Task brief:
Return verbatim all lines from the first one in the records to the line with "# pylint: disable=too-many-instance-attributes", both ends kept.

Recorded information:
PR #1003, opened 2023-05-25
Add permissions to tagging schema

yueful27:
Update tagging schema with permissions field.

Add unit test for tagging permissions field.

### DIFF
--- a/src/rpdk/core/contract/resource_client.py
+++ b/src/rpdk/core/contract/resource_client.py
@@ -837,6 +837,12 @@ class ResourceClient:  # pylint: disable=too-many-instance-attributes
         except KeyError:
             return False
 
+    def metadata_contains_tag_permissions(self):
+        try:
+            return "permissions" in self._schema["tagging"]
+        except KeyError:
+            return False
+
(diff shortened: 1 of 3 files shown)


WaelA (approved):

AidenAtSea (approved):

src/rpdk/core/contract/resource_client.py
```diff
@@ -837,6 +837,12 @@ def metadata_contains_tag_property(self):
         except KeyError:
             return False
 
+    def metadata_contains_tag_permissions(self):
+        try:
+            return "permissions" in self._schema["tagging"]
+        except KeyError:
+            return False
+
```
ammokhov, line 845: do we need it?
```suggestion
    def metadata_contains_tag_permissions(self):
        return "permission" in self._schema.get("tagging", {})
```

ammokhov: lets add a method that can access actual permission from the list + add appropriate unit test for that. Other than that it looks good to me

ammokhov (approved):

PR #1020, opened 2023-08-23
Support for extending cfn cli with custom commands

TheChouzanOne:
*Issue #, if available:* NA

*Description of changes:* 

This change enables custom plugins to be developed under the `rpdk.v1.extensions` entrypoint to extend `cfn` functionality. E.g. developing a new `hello` command:
```
cfn hello --name Adrian

Hello, Adrian!
```

In this change, I introduce the `ExtensionPlugin` abstract base class, which has 2 methods. `command_name` determines what the command will be (e.g. `hello` in the above example). This registers a subparser under `cfn`. The second method is `setup_parser` which should be implemented in the child class to setup any arguments and behaviors required (e.g. `--name` parameter and printing `Hello, Adrian!` in examble above)

The way a new extension can be setup is the same way as other plugins already developed, where you simply `pip install` the package in your environment.

### DIFF
--- a/src/rpdk/core/extensions.py
+++ b/src/rpdk/core/extensions.py
@@ -1,0 +1,8 @@
+from .plugin_registry import get_extensions
+
+def setup_subparsers(subparsers, parents):
+    extensions = get_extensions()
+
+    for extension_cls in extensions.values():
+        extension = extension_cls()()
+        extension.setup_subparser(subparsers, parents)
--- a/src/rpdk/core/extensions.py
+++ b/src/rpdk/core/extensions.py
@@ -1,10 +1,18 @@
 from .plugin_registry import get_extensions
 
 
+def _check_command_name_collision(subparsers, command_name):
+    if command_name in subparsers.choices:
+        raise RuntimeError(
+            f'"{command_name}" is already registered as an extension. Please use a different name.'
+        )
+
+
 def setup_subparsers(subparsers, parents):
     extensions = get_extensions()
 
     for extension_cls in extensions.values():
         extension = extension_cls()()
+        _check_command_name_collision(subparsers, extension.command_name)
         parser = subparsers.add_parser(extension.command_name, parents=parents)
         extension.setup_parser(parser)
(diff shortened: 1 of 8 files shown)


src/rpdk/core/extensions.py
```diff
@@ -0,0 +1,10 @@
+from .plugin_registry import get_extensions
+
+
+def setup_subparsers(subparsers, parents):
+    extensions = get_extensions()
+
+    for extension_cls in extensions.values():
+        extension = extension_cls()()
+        parser = subparsers.add_parser(extension.command_name, parents=parents)
```
joshuadeanhall, line 9: Few comments about this.

1. Is there any risk of name collision?
2. Can an extension hijack a subparser "name" and override its behavior

src/rpdk/core/extensions.py
```diff
@@ -0,0 +1,10 @@
...
+        extension.setup_parser(parser)
```
joshuadeanhall, line 10: What can the extension do given the subparser?

Can it access the parent from the subparse and start mutating the parent in unexpected ways?

src/rpdk/core/extensions.py
TheChouzanOne: Yes to both.

1. If there is a name collision, the latest one that was executed (`.add_parser`) will take precedence.
2. Given the answer from 1, yes, it is possible.

I can add error handling to verify all the options that have been added and raise an exception if there's a collision

src/rpdk/core/extensions.py
TheChouzanOne: From `argparse` [documentation](https://docs.python.org/3/library/argparse.html#argparse.ArgumentParser.add_subparsers), it doesn't look like a subparser can access the parent parser. The closest is the `parents` argument which just tells the subparser to inherit the parents' arguments as well (this is something we might want to remove for this case, actually).

src/rpdk/core/extensions.py
TheChouzanOne: Added check in [37b45ce](https://github.com/aws-cloudformation/cloudformation-cli/pull/1020/commits/37b45ce2888cc2dc0ad17b919d4adbdf094037f8)

kddejong (approved):

joshuadeanhall (approved):

PR #1027, opened 2023-10-02
Fix prepare_payload_for_reinvocation in invoke

mircealam:
*Description of changes:*

This is for the use case where we are leveraging cfn invoke.
Before the fix only the callbackContext was passedin leading to a situation where if the model is updated and the handler emits a progress event we would end up losing recoding the updates that were made (and making the handler fail for those instances).  
One such example is when we are creating a resources and there are multiple API calls needed to materialize this resource with a progress event being emitted between this API calls and one of the later API calls needed info returned by the earlier calls and persisted in the model.

    Validation:
    seed isort known_third_party.............................................Passed
    isort....................................................................Passed
    black....................................................................Passed
    check for case conflicts.................................................Passed
    fix end of files.........................................................Passed
    mixed line ending........................................................Passed
    trim trailing whitespace.................................................Passed
    pretty format json...................................(no files to check)Skipped
    check for merge conflicts................................................Passed
    flake8...................................................................Passed
    check blanket noqa.......................................................Passed
    check for not-real mock methods..........................................Passed
    use logger.warning(......................................................Passed
    bandit...................................................................Passed
    pylint-local.............................................................Passed
    pytest-local.............................................................Passed

    In addition ran the cfn invoke and verified that the model is correctly passed back in

### DIFF
--- a/src/rpdk/core/invoke.py
+++ b/src/rpdk/core/invoke.py
@@ -76,7 +76,7 @@ def get_contract_client(args, project):
 def prepare_payload_for_reinvocation(payload, response, artifact_type):
     if artifact_type == ARTIFACT_TYPE_RESOURCE:
         payload["callbackContext"] = response.get("callbackContext")
-        if response.get("resourceModel") and payload.get("requestData"):
+        if ("resourceModel" in response) and ("requestData" in payload):
             payload["requestData"]["resourceProperties"] = response.get("resourceModel")
 
     return payload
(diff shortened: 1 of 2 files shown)


src/rpdk/core/invoke.py
```diff
@@ -76,6 +76,8 @@ def get_contract_client(args, project):
 def prepare_payload_for_reinvocation(payload, response, artifact_type):
     if artifact_type == ARTIFACT_TYPE_RESOURCE:
         payload["callbackContext"] = response.get("callbackContext")
+        if ("resourceModel" in response) and ("requestData" in payload):
+            payload["requestData"]["resourceProperties"] = response.get("resourceModel")
```
ammokhov, line 80: Should we default to a previous one of its not returned? None properties might lead to confusing results. 
`payload["requestData"]["resourceProperties"] = response.get("resourceModel") or payload["requestData"]["resourceProperties"]`

ammokhov (approved):

src/rpdk/core/invoke.py
mircealam: If it's not returned we wouldn't touch the payload.

kddejong (approved):

PR #1044, opened 2023-11-15
Add python 3.12 support

kddejong:
*Issue #, if available:*

*Description of changes:*
- Add python 3.12 support

### DIFF
--- a/tests/test_project.py
+++ b/tests/test_project.py
@@ -61,6 +61,8 @@ RUNTIME = random.choice(
         "go1.x",
         "python3.8",
         "python3.9",
+        "python3.10",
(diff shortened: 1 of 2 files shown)


tests/test_project.py
```diff
@@ -61,6 +61,8 @@
         "go1.x",
         "python3.8",
         "python3.9",
+        "python3.10",
+        "python3.11",
```
ericzbeard, line 65: What about 12?

kddejong: Weird dependency issue.  It requires a released version of the python plugin that has support for python 3.12 which isn't released yet.

PR #663, opened 2021-01-08
catch common resource schema issues

PatMyron:
**resource types with LIST API options like `MaxResults`, `NextToken`, `Filters`, etc as properties of the resource itself:**
https://github.com/aws-cloudformation/aws-cloudformation-resource-providers-licensemanager/pull/3
https://github.com/aws-cloudformation/aws-cloudformation-resource-providers-iotwireless/pull/3
https://github.com/aws-cloudformation/aws-cloudformation-resource-providers-ssm/pull/75

```shell
botocore $ grep -h 'input_token' botocore/data/*/*/paginators-1.json | tr '[:upper:]' '[:lower:]' | sort | uniq -ic | sort -nr | head
1147       "input_token": "nexttoken",
 328       "input_token": "marker",
  40       "input_token": "pagetoken",
  18       "input_token": "position",
  16       "input_token": "nextmarker",
   7       "input_token": "nextpagetoken",
   5       "input_token": "paginationtoken",

botocore $ grep -h 'output_token' botocore/data/*/*/paginators-1.json | tr '[:upper:]' '[:lower:]' | sort | uniq -ic | sort -nr | head
1147       "output_token": "nexttoken",
 199       "output_token": "marker",
  57       "output_token": "nextmarker",
  45       "output_token": "nextpagetoken",

botocore $ grep -h 'limit_key' botocore/data/*/*/paginators-1.json | tr '[:upper:]' '[:lower:]' | sort | uniq -ic | sort -nr | head
 931       "limit_key": "maxresults",
 159       "limit_key": "maxrecords",
 144       "limit_key": "limit",
 129       "limit_key": "maxitems",
  42       "limit_key": "pagesize",
  ```

---

**[`readOnlyProperties` overlapping with `writeOnlyProperties` or `createOnlyProperties`](https://github.com/aws-cloudformation/aws-cloudformation-resource-schema/#resource-semantics):**
https://github.com/aws-cloudformation/aws-cloudformation-resource-providers-auditmanager/pull/2
https://github.com/aws-cloudformation/aws-cloudformation-resource-providers-codeartifact/pull/38
[`AWS::Events::Archive.ArchiveName`](https://docs.aws.amazon.com/AWSCloudFormation/latest/UserGuide/aws-resource-events-archive.html#cfn-events-archive-name)

---

**wildcards in [handler permissions](https://github.com/aws-cloudformation/aws-cloudformation-resource-schema/#permissions)**:
[...]

PR #1061, opened 2024-03-07
Adding headers in STS Calls for Confused Deputy

saieshwarm:
Adding headers in STS Calls for Confused Deputy to accept account id and the source ARN

### DIFF
--- a/.pylintrc
+++ b/.pylintrc
@@ -12,6 +12,7 @@ disable=
     duplicate-code,             # finds dupes between tests and plugins
     too-few-public-methods,     # triggers when inheriting
     ungrouped-imports,          # clashes with isort
+    W0613                       # Unused argument 'kwargs'
 
 [BASIC]
 
@@ -23,4 +24,5 @@ indent-string='    '
 max-line-length=160
 
 [DESIGN]
-max-locals=16
+max-locals=17
+max-args=6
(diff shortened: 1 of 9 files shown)


kddejong (approved):

.pylintrc
```diff
@@ -23,4 +24,5 @@ indent-string='    '
 max-line-length=160
```
ericzbeard, line 24: Can we add an exception to just the one line if it's not possible to break it down? 160 is very long.

ericzbeard (commented):
Looks good, just one question about pylintrc

.pylintrc
saieshwarm: This exception is from a different PR(PR No:663).
https://github.com/aws-cloudformation/cloudformation-cli/pull/663/files#diff-ba293004ae8f18975051e825bd8d5c70137a8b5d42d16e0f7c9354aa634c446c

src/rpdk/core/boto_helpers.py
```diff
@@ -32,17 +32,35 @@ def _known_error(msg):
...
+        and headers["account_id"]
+        and headers["source_arn"]
+    ):
+        # Inject headers through the event system.
+        def inject_confused_deputy_headers(params, **kwargs):
+            params["headers"]["x-amz-source-account"] = headers["account_id"]
+            params["headers"]["x-amz-source-arn"] = headers["source_arn"]
+
+        sts_client.meta.events.register("before-call", inject_confused_deputy_headers)
+        LOG.info(headers)
```
himanshs23, line 56: do we need to still log it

Reply:
PR #1003, opened 2023-05-25
Add permissions to tagging schema

yueful27:
Update tagging schema with permissions field.

Add unit test for tagging permissions field.

### DIFF
--- a/src/rpdk/core/contract/resource_client.py
+++ b/src/rpdk/core/contract/resource_client.py
@@ -837,6 +837,12 @@ class ResourceClient:  # pylint: disable=too-many-instance-attributes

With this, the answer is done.